先前殷受跟她提买粮食赈灾,给子民们预备过冬,她就觉有些稀奇,现在受了这么大辱,还能忍能让,躬身来买上等粮种,实在是反常。
这真是今年她听过最稀奇的事了,要知道当初她好心给他送了一批铁犁,他能直接熔重铸成兵器,眼下都开始关心殷商的百姓这个冬天好不好过了。
帝辛在历史上是有千秋功业,谈不上有多荒淫残暴,但迷信暴力是事实,至少是历史上典型的战争狂魔。
帝辛继位后虽重视农桑,却绝不会像现在这般费心思,懂得权衡之术,也绝不会有这么好的耐心和韧性。

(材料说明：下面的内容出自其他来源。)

PR #7443, opened 2017-05-04
Bump linters

SuperTux88:
The new pronto version has a new `github_pr_review` formatter, that's probably useful when somebody forgets to run pronto locally, so we only receive one review mail instead of 50 single comments ;) ([diaspora_federation](https://github.com/diaspora/diaspora_federation) already has the new pronto version, so it can be changed for @diaspora-code-review there too)

For rubocop the defaults for `Style/PercentLiteralDelimiters` have changed, I changed it back to the old defaults `()` for now, but we maybe want do discuss if we want to change to the new default `[]`, because the [ruby style guide](https://github.com/bbatsov/ruby-style-guide#percent-literal-braces) suggests to use `[]`. Any opinions about that?


cmrd-senya:
> For rubocop the defaults for Style/PercentLiteralDelimiters have changed, I changed it back to the old defaults () for now, but we maybe want do discuss if we want to change to the new default [], because the ruby style guide suggests to use []. Any opinions about that?

I don't have any special opinion about this specific style rule. I think following the ruby style isn't a bad choice if we don't have any strong reasons of not doing this in special cases.

skyschub (approved):

denschub:
I don't have any specific opinion on the style guide changes yet, but let's move that to a seperate discussion. Merged as c2eb53e8275649e6d79662c6001b4bd59acb45d8 and 153569e29753435a4387ff337b4a3a09a6563df3 after our bot just got blocked again...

他天生聪慧桀骜不逊,狂妄自大,又怎么想起来要笼络人心了?
此番来了这么一出,她反倒看不透他了。
若他当真是打通了任督二脉,开始审视殷商内部根本的问题,并锐意改革,那她想掌这天下的难度,又高上了几分。
兴许是辛甲的原因,辛甲本就是个民重君轻的良才,大概是言谈说教,导致殷受开窍了罢。
若真是如此,甘棠倒真是后悔将辛甲送给他了。
殷受本有手腕魄力,原本便极难对付,倘若再补齐了短板,那殷商亡不亡国,还真的要另说。